The MAC system adds program terminations directly to the shared cache, so that startup terminations are mapped to the cache, and all DyLib launches using this cache, making it even faster. It also increases the startup speed of the program.

For third party programs, when used or updated, the corresponding end-of-process is generated.

  • dyld 3Fully compatible withdyld 2

dyld 3The resolution of the sign

Dyld must load all symbols, which takes a lot of resources, so you should use the cache. Running the existing program directly, which takes a lot of resources, will take a long time.

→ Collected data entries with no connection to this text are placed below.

PR #436, opened 2023-10-02
[CLOB-910] Update stateful order equity tier count to use state.

lcwik:
### Summary by CodeRabbit

- New Feature: Updated the logic for counting stateful orders in `ValidateSubaccountEquityTierLimitForNewOrder` function to include different types of orders and improve equity tier limit validation.
- Refactor: Renamed several functions related to stateful order counts, including `InitStatefulOrdersInMemClob` to `InitStatefulOrders`, `CountSubaccountOrders` to `CountSubaccountShortTermOrders`, and `CountUntriggeredSubaccountOrders` to `CountUntriggeredSubaccountStatefulOrders`.
- Test: Modified test cases for `PlaceOrder` function to advance block height and ensure successful transactions delivery. Also updated tests to verify the count of stateful orders after initialization.
- Chore: Removed the check for equity tier limits in `validateNewOrder` function and the decrement of `to be committed` stateful order count in `CancelStatefulOrder` function.


protocol/x/clob/keeper/orders.go
```diff
@@ -334,6 +329,12 @@ func (k Keeper) placeOrder(
 		return 0, 0, err
 	}
 
+	// Validate that adding the order wouldn't exceed subaccount equity tier limits.
+	err = k.ValidateSubaccountEquityTierLimitForNewOrder(ctx, order)
```
lucas-dydx, line 333: For my understanding why not add this in `PerformStatefulOrderValidation`? Is it specifically to ensure this isn't called for Short-Term order validation in `DeliverTx`?

protocol/x/clob/keeper/equity_tier_limit.go
```diff
@@ -59,9 +59,12 @@ func (k *Keeper) InitializeEquityTierLimit(
...
 // Note that the method is dependent on whether we are executing on `checkState` or on `deliverState` for
-// stateful orders. During `checkState` we rely on the uncommitted order count to tell us how many stateful
-// orders exist outside of the MemClob. For `deliverState` we use the `ProcessProposerMatchesEvents`
-// to find out how many orders (minus removals) exists outside of the `MemClob`.
+// stateful orders. For `deliverState`, we sum:
+//   - the number of long term orders.
+//   - the number of triggered conditional orders.
+//   - the number of untriggered conditional orders.
+//
+// And for `checkState`, we add to the above sum the number of to be committed stateful orders.
```
lucas-dydx, line 67: Do you think this is slightly more clear?

```suggestion
// And for `checkState`, we add to the above sum the number of to uncommitted stateful orders in the mempool.
```

protocol/x/clob/keeper/equity_tier_limit.go
```diff
@@ -59,9 +59,12 @@ func (k *Keeper) InitializeEquityTierLimit(
...
 func (k Keeper) ValidateSubaccountEquityTierLimitForNewOrder(ctx sdk.Context, order types.Order) error {
```
lucas-dydx, line 68: Small suggestion on simplifying the loop between lines 105 - 112 (IMO slightly more readable because no else statement):
```
	for _, limit := range equityTierLimits {
		if netCollateral.Cmp(limit.UsdTncRequired.BigInt()) < 0 {
			break
		}
                 equityTierLimit = limit
	}
```

protocol/x/clob/keeper/equity_tier_limit.go
```diff
@@ -117,48 +120,55 @@ func (k Keeper) ValidateSubaccountEquityTierLimitForNewOrder(ctx sdk.Context, or
...
+				panic(fmt.Errorf(
+					"Expected ValidateSubaccountEquityTierLimitForNewOrder for new order %+v to be >= 0. "+
+						"equityTierCount %d, statefulOrderCount %d, untriggeredSubaccountOrders %d, "+
+						"uncommittedStatefulOrderCount %d.",
+					order,
+					equityTierCount,
+					k.GetStatefulOrderCount(ctx, order.OrderId),
+					k.CountUntriggeredSubaccountOrders(ctx, subaccountId, filter),
+					k.GetUncommittedStatefulOrderCount(ctx, order.OrderId),
+				))
```
lucas-dydx, line 144: Small suggestion: formatting.

```suggestion
				panic(
				    fmt.Errorf(
					"Expected ValidateSubaccountEquityTierLimitForNewOrder for new order %+v to be >= 0. "+
						"equityTierCount %d, statefulOrderCount %d, untriggeredSubaccountOrders %d, "+
						"uncommittedStatefulOrderCount %d.",
					order,
					equityTierCount,
					k.GetStatefulOrderCount(ctx, order.OrderId),
					k.CountUntriggeredSubaccountOrders(ctx, subaccountId, filter),
					k.GetUncommittedStatefulOrderCount(ctx, order.OrderId),
				    ),
				)
```

protocol/x/clob/keeper/equity_tier_limit.go
```diff
@@ -117,48 +120,55 @@ func (k Keeper) ValidateSubaccountEquityTierLimitForNewOrder(ctx sdk.Context, or
...
-			)
-		} else {
-			err = fmt.Errorf(
+				k.GetStatefulOrderCount(ctx, order.OrderId),
+				k.CountUntriggeredSubaccountOrders(ctx, subaccountId, filter),
+			))
+		}
+	} else {
+		// For short term orders we just count how many orders exist on the memclob.
+		equityTierCount = int32(k.MemClob.CountSubaccountOrders(ctx, subaccountId, filter))
```
lucas-dydx, line 158: Should we add verification that this is only called in `CheckTx`, and panic if that isn't true? Since this would lead to chain halts if it was called in `DeliverTx`.

lucas-dydx: As a metapoint, I'm a little worried about the complexity of this function, specifically in how some logic should only be executed in `CheckTx` / `DeliverTx`.

Maybe in the longer term we should split this logic out into separate functions for readability?

I was thinking something like the following, what do you think? Open to ideas.
- Separate functions for validating Short-Term order equity tier limits / stateful order equity tier limits.
- Function for validating stateful order equity tier limits is called in `CheckTx` and `DeliverTx` (maybe leaving this function call in `PlaceStatefulOrder` would be fine).
- Function for validating Short-Term order equity tier limits is called in `CheckTx` (can be called in `PlaceShortTermOrder`).

protocol/x/clob/keeper/stores.go
```diff
@@ -75,14 +75,24 @@ func (k Keeper) GetUncommittedStatefulOrderCountTransientStore(ctx sdk.Context)
...
-// GetToBeCommittedStatefulOrderCountTransientStore fetches a state store used for creating,
-// reading, updating, and deleting a stateful order count from transient state. This represents
-// the number of to be committed `order placements - order removals` during `DeliverTx`.
-func (k Keeper) GetToBeCommittedStatefulOrderCountTransientStore(ctx sdk.Context) prefix.Store {
-	lib.AssertDeliverTxMode(ctx)
+// GetStatefulOrderCountStore fetches a state store used for creating,
+// reading, updating, and deleting a stateful order count from stores. This represents
+// the number of long term and triggered conditional orders.
+func (k Keeper) GetStatefulOrderCountStore(ctx sdk.Context) prefix.Store {
+	//lib.AssertDeliverTxMode(ctx)
```
lucas-dydx, line 82: Why store this in state as well? Isn't the memstore sufficient?

protocol/x/clob/keeper/stateful_order_state.go
```diff
@@ -59,11 +59,11 @@ func (k Keeper) SetLongTermOrderPlacement(
 	memStore.Set(orderIdBytes, longTermOrderPlacementBytes)
 
 	if !found {
-		// Increment the `to be committed` stateful order count.
-		k.SetToBeCommittedStatefulOrderCount(
+		// Increment the stateful order count.
+		k.SetStatefulOrderCount(
```
lucas-dydx, line 63: This doesn't get called when the memclob is hydrated on app startup right?

Should we add logic in [this function](https://github.com/dydxprotocol/v4-chain/blob/main/protocol/x/clob/keeper/orders.go#L1073) to set the memstore count properly?

protocol/x/clob/keeper/equity_tier_limit.go
```diff
@@ -117,48 +119,58 @@ func (k Keeper) ValidateSubaccountEquityTierLimitForNewOrder(ctx sdk.Context, or
...
-		panic(err)
 	}
 
 	// Verify that opening this order would not exceed the maximum amount of orders for the equity tier.
-	// Note that once we combine the count of orders on the memclob with how many `uncommitted` or `to be committed`
-	// stateful orders on the memclob we should always have a negative number since we only count order
-	// cancellations/removals for orders that exist.
 	if lib.MustConvertIntegerToUint32(equityTierCount) >= equityTierLimit.Limit {
 		return errorsmod.Wrapf(
 			types.ErrOrderWouldExceedMaxOpenOrdersEquityTierLimit,
```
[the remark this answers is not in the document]
jayy04: 😮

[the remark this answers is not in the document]
lcwik: I made this explicit and got rid of the two extra panics.

protocol/x/clob/keeper/equity_tier_limit.go
```diff
@@ -117,48 +119,39 @@ func (k Keeper) ValidateSubaccountEquityTierLimitForNewOrder(ctx sdk.Context, or
...
+		equityTierCount = k.MemClob.CountSubaccountOrders(ctx, subaccountId, filter)
 	}
 
 	// Verify that opening this order would not exceed the maximum amount of orders for the equity tier.
-	// Note that once we combine the count of orders on the memclob with how many `uncommitted` or `to be committed`
-	// stateful orders on the memclob we should always have a negative number since we only count order
-	// cancellations/removals for orders that exist.
 	if lib.MustConvertIntegerToUint32(equityTierCount) >= equityTierLimit.Limit {
 		return errorsmod.Wrapf(
 			types.ErrOrderWouldExceedMaxOpenOrdersEquityTierLimit,
```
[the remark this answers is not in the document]
lcwik: We don't expect > 2 billion orders for one subaccount.

protocol/x/clob/keeper/equity_tier_limit.go
```diff
@@ -117,48 +119,39 @@ func (k Keeper) ValidateSubaccountEquityTierLimitForNewOrder(ctx sdk.Context, or
...
-				k.MemClob.CountSubaccountOrders(ctx, subaccountId, filter),
-				k.GetUncommittedStatefulOrderCount(ctx, order.OrderId),
-			)
+		// For stateful orders we get the stateful order count which represents how many long term and
+		// triggered conditional orders exist in state. We add to that all untriggered conditional orders.
+		// If this is `CheckTx` then we must also add the number of uncommitted stateful orders that this validator
+		// is aware of (orders that are part of the mempool but have yet to proposed in a block).
+		equityTierCount = k.GetStatefulOrderCount(ctx, order.OrderId)
+		equityTierCount += k.CountUntriggeredSubaccountOrders(ctx, subaccountId, filter)
+		if !lib.IsDeliverTxMode(ctx) {
```
jayy04, line 130: We don't need to gate this, right? count is just gonna be zero for deliver tx 

probably improves readability

protocol/x/clob/keeper/equity_tier_limit.go
```diff
@@ -117,48 +119,39 @@ func (k Keeper) ValidateSubaccountEquityTierLimitForNewOrder(ctx sdk.Context, or
...
+						k.CountUntriggeredSubaccountOrders(ctx, subaccountId, filter),
+						k.GetUncommittedStatefulOrderCount(ctx, order.OrderId),
+					),
+				)
+			}
+			equityTierCount = uint32(equityTierCountMaybeNegative)
 		}
-		panic(err)
+	} else {
+		lib.AssertCheckTxMode(ctx)
```
jayy04, line 149: nit: let's move this to inside `memClob.CountSubaccountOrders`

protocol/x/clob/keeper/equity_tier_limit.go
```diff
@@ -117,48 +119,39 @@ func (k Keeper) ValidateSubaccountEquityTierLimitForNewOrder(ctx sdk.Context, or
...
-			)
+		// For stateful orders we get the stateful order count which represents how many long term and
+		// triggered conditional orders exist in state. We add to that all untriggered conditional orders.
+		// If this is `CheckTx` then we must also add the number of uncommitted stateful orders that this validator
+		// is aware of (orders that are part of the mempool but have yet to proposed in a block).
+		equityTierCount = k.GetStatefulOrderCount(ctx, order.OrderId)
+		equityTierCount += k.CountUntriggeredSubaccountOrders(ctx, subaccountId, filter)
+		if !lib.IsDeliverTxMode(ctx) {
+			equityTierCountMaybeNegative := k.GetUncommittedStatefulOrderCount(ctx, order.OrderId) + int32(equityTierCount)
+			if equityTierCountMaybeNegative < 0 {
```
jayy04, line 132: for my understanding - how is this possible? does this indicate a bug?

protocol/x/clob/keeper/equity_tier_limit.go
lcwik: I think it makes sense to gate this as we don't want to count this number when in `DeliverTx` and keeps the logic of what is meant to be summed clearer instead of having implicit knowledge or a comment that we expect this to be zero during `DeliverTx`.

protocol/x/clob/keeper/equity_tier_limit.go
lcwik: This can happen if a bug is introduced in the future where we double count cancellations, miss counting place orders.

Here is an example of a similar issue that happened in August: https://linear.app/dydx/issue/CLOB-820/debug-why-equity-tier-count-0

protocol/x/clob/keeper/equity_tier_limit.go
```diff
@@ -117,48 +119,38 @@ func (k Keeper) ValidateSubaccountEquityTierLimitForNewOrder(ctx sdk.Context, or
...
+						k.GetUncommittedStatefulOrderCount(ctx, order.OrderId),
+					),
+				)
+			}
+			equityTierCount = uint32(equityTierCountMaybeNegative)
 		}
-		panic(err)
+	} else {
+		// For short term orders we just count how many orders exist on the memclob.
+		equityTierCount = k.MemClob.CountSubaccountOrders(ctx, subaccountId, filter)
```
lucas-dydx, line 150: Note: this doesn't account for orders that are fully matched in the operations queue, which could later get replayed then dropped (which is kind of confusing).

Is this the intended behavior?

protocol/x/clob/memclob/memclob.go
```diff
@@ -153,6 +153,7 @@ func (m *MemClobPriceTimePriority) CountSubaccountOrders(
 	subaccountId satypes.SubaccountId,
 	filter func(types.OrderId) bool,
 ) (count uint32) {
+	lib.AssertCheckTxMode(ctx)
```
lucas-dydx, line 156: Suggestion: can we update this function to just count Short-Term orders? It seems like that's all it's used for now.

I don't think this function should ever be used outside of that context.

Also update the function comment to note this function should only be called in `CheckTx` / `PrepareCheckState` and is inherently non-deterministic.

protocol/testing/e2e/gov/add_new_market_test.go
```diff
@@ -302,7 +302,7 @@ func TestAddNewMarketProposal(t *testing.T) {
 				require.Equal(t, initPerpetuals, tApp.App.PerpetualsKeeper.GetAllPerpetuals(ctx))
 				require.Equal(t, initClobPairs, tApp.App.ClobKeeper.GetAllClobPairs(ctx))
 			case govtypesv1.ProposalStatus_PROPOSAL_STATUS_PASSED:
-				// Proposal passed and succesfully executed, check states are updated.
```
lucas-dydx, line 305: Let me know if I'm missing something, but were we able to add a regression test for the issue we saw?

Specifically, if an order removal occurs in `CheckTx`, then it no longer decrements the stateful order count because it's not committed to the `deliverState`?

protocol/x/clob/keeper/equity_tier_limit.go
lucas-dydx: Yeah personally I think this is more readable if it's gated, since then you don't need to worry about the implementation of `GetUncommittedStatefulOrderCount` when thinking about this function in the context of `DeliverTx`

In the longer term, a larger readability improvement is likely splitting out this function into two, one to use in `DeliverTx` and another to use in `CheckTx`.

protocol/x/clob/keeper/equity_tier_limit.go
lcwik: `placeOrder` is only invoked from `PlaceShortTermOrder` which is only invokedfrom the ante handler when its not a recheck.

So this code isn't executed on the replay path. This would mean that in some cases a user could have more open orders then what is allowed since replaying them could add too many. The user doesn't really have control over whether their short term order is replayed so I don't think its a risk.

protocol/testing/e2e/gov/add_new_market_test.go
lcwik: Not yet, was prioritizing the fix over the test.

protocol/x/clob/memclob/memclob.go
lcwik: I updated the comment and updated this method and the `CountUntriggeredSubaccountOrders` as well.

protocol/x/clob/keeper/untriggered_conditional_orders.go
```diff
@@ -323,21 +323,19 @@ func (k Keeper) MaybeTriggerConditionalOrders(ctx sdk.Context) (triggeredConditi
...
 }
 
-// CountUntriggeredSubaccountOrders will count all untriggered orders for a given subaccount that match the provided
-// filter.
-func (k Keeper) CountUntriggeredSubaccountOrders(ctx sdk.Context,
+// CountUntriggeredSubaccountStatefulOrders will count all untriggered stateful orders for a given subaccount.
+func (k Keeper) CountUntriggeredSubaccountStatefulOrders(ctx sdk.Context,
 	subaccountId satypes.SubaccountId,
-	filter func(types.OrderId) bool,
 ) uint32 {
```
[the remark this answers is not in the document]
lucas-dydx: Terrible comment. This is a value type and can't be nil.

protocol/x/clob/keeper/orders_test.go
```diff
@@ -2114,6 +2117,11 @@ func TestInitStatefulOrdersInMemClob(t *testing.T) {
 					ks.ClobKeeper.MustTriggerConditionalOrder(ks.Ctx, order.OrderId)
 				}
 
+				// Increment the expected count for non-conditional orders and triggered conditional orders.
```
lucas-dydx, line 2120: Shouldn't the number of open stateful orders include untriggered conditional orders in this test expectation?

protocol/x/clob/keeper/stateful_order_state.go
```diff
@@ -478,3 +489,51 @@ func (k Keeper) getUntriggeredConditionalOrdersIterator(ctx sdk.Context) sdk.Ite
...
 	return sdk.KVStorePrefixIterator(store, []byte{})
 }
+
+// GetStatefulOrderCount gets a count of how many stateful orders are written to state. This does not
+// include any untriggered conditional orders.
+//
+// OrderId can be conditional or long term.
+func (k Keeper) GetStatefulOrderCount(
+	ctx sdk.Context,
+	orderId types.OrderId,
```
lucas-dydx, line 499: Any reason why we don't pass in a subaccount ID here instead of an order ID?

protocol/x/clob/keeper/stateful_order_state.go
```diff
@@ -478,3 +489,51 @@ func (k Keeper) getUntriggeredConditionalOrdersIterator(ctx sdk.Context) sdk.Ite
 	)
 	return sdk.KVStorePrefixIterator(store, []byte{})
 }
+
+// GetStatefulOrderCount gets a count of how many stateful orders are written to state. This does not
```
lucas-dydx, line 493:
```suggestion
// GetStatefulOrderCount gets a count of how many stateful orders are written to state for a subaccount. This does not
```

protocol/x/clob/keeper/untriggered_conditional_orders.go
```diff
@@ -323,21 +323,19 @@ func (k Keeper) MaybeTriggerConditionalOrders(ctx sdk.Context) (triggeredConditi
 	return triggeredConditionalOrderIds
 }
 
-// CountUntriggeredSubaccountOrders will count all untriggered orders for a given subaccount that match the provided
-// filter.
-func (k Keeper) CountUntriggeredSubaccountOrders(ctx sdk.Context,
+// CountUntriggeredSubaccountStatefulOrders will count all untriggered stateful orders for a given subaccount.
```
lucas-dydx, line 326: Suggestion, since conditional orders can only be stateful:
```suggestion
// CountUntriggeredSubaccountConditionalOrders will count all untriggered conditional orders for a given subaccount.
```

protocol/x/clob/keeper/untriggered_conditional_orders.go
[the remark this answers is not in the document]
lucas-dydx: Can you resolve this comment?

protocol/x/clob/keeper/untriggered_conditional_orders.go
```diff
@@ -323,21 +323,19 @@ func (k Keeper) MaybeTriggerConditionalOrders(ctx sdk.Context) (triggeredConditi
...
+func (k Keeper) CountUntriggeredSubaccountStatefulOrders(ctx sdk.Context,
 	subaccountId satypes.SubaccountId,
-	filter func(types.OrderId) bool,
 ) uint32 {
 	count := uint32(0)
 	for _, untriggeredConditionalOrders := range k.UntriggeredConditionalOrders {
 		for _, order := range untriggeredConditionalOrders.OrdersToTriggerWhenOraclePriceGTETriggerPrice {
-			if order.OrderId.SubaccountId == subaccountId && filter(order.OrderId) {
+			if order.OrderId.SubaccountId == subaccountId && order.IsStatefulOrder() {
```
lucas-dydx, line 333: When will `order.IsStatefulOrder()` ever be false? Short-Term orders can't be conditional

lcwik:
Rebase to deal with merge conflict and fixed unit test expectations.

lucas-dydx (approved):

jayy04 (approved):

protocol/x/clob/keeper/orders_test.go
lcwik: No, `GetStatefulOrderCount` represents all triggered and non-conditional stateful orders. Untriggered orders are counted separately.

Minor update to comment.

protocol/x/clob/keeper/stateful_order_state.go
lcwik: Swapped to subaccount. 

It was mainly to ensure that the counts are only fetched when processing a stateful order but that seems like overkill.

protocol/x/clob/keeper/untriggered_conditional_orders.go
lcwik: I removed it.

It was mainly to prevent a regression in case conditional orders are expanded to include short-term orders for some reason.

To solve this problem, The Apple system uses a mechanism —- lazy load symbol resolution.

  • Lazy load symbol resolution: By default, function Pointers in the library, such asprintfIt’s not pointing toprintfBy default, it is pointed todyldThat returns a pointer toprintf, so when started, the callprintfWill enterdyldTo return toprintfMake the first call, and then call it directly the second timeprintf.

Dyld 2 lazy load

  • Symbol query is too tedious;
  • Each symbol is looked up the first time it is called;
  • Missing symbols cause a crash the first time they are called;

Dyld 3 lazy load

  • All symbol lookup is cached, and because all symbols have been cached and calculated, there is no overhead to bind them when the program starts, so it is very fast;
  • You can check if all symbols are present, parse all symbols up front, and crash if missing, rather than crash while using the program;

dyld 3Operation process of

  • Parse all paths, environments;
  • Engineering firstmach-OBinary data;
  • Then execute the symbol table query, copy the required content to the corresponding address pointer;
  • Use these results to create the end-of-life processing and write the end-of-life processing to disk;
  • Check whether the start end handling is correct;
  • And then it maps todylibAmong the
  • Jump to main

Recommendation: Explore the loading process of —–dyld program based on the underlying iOS.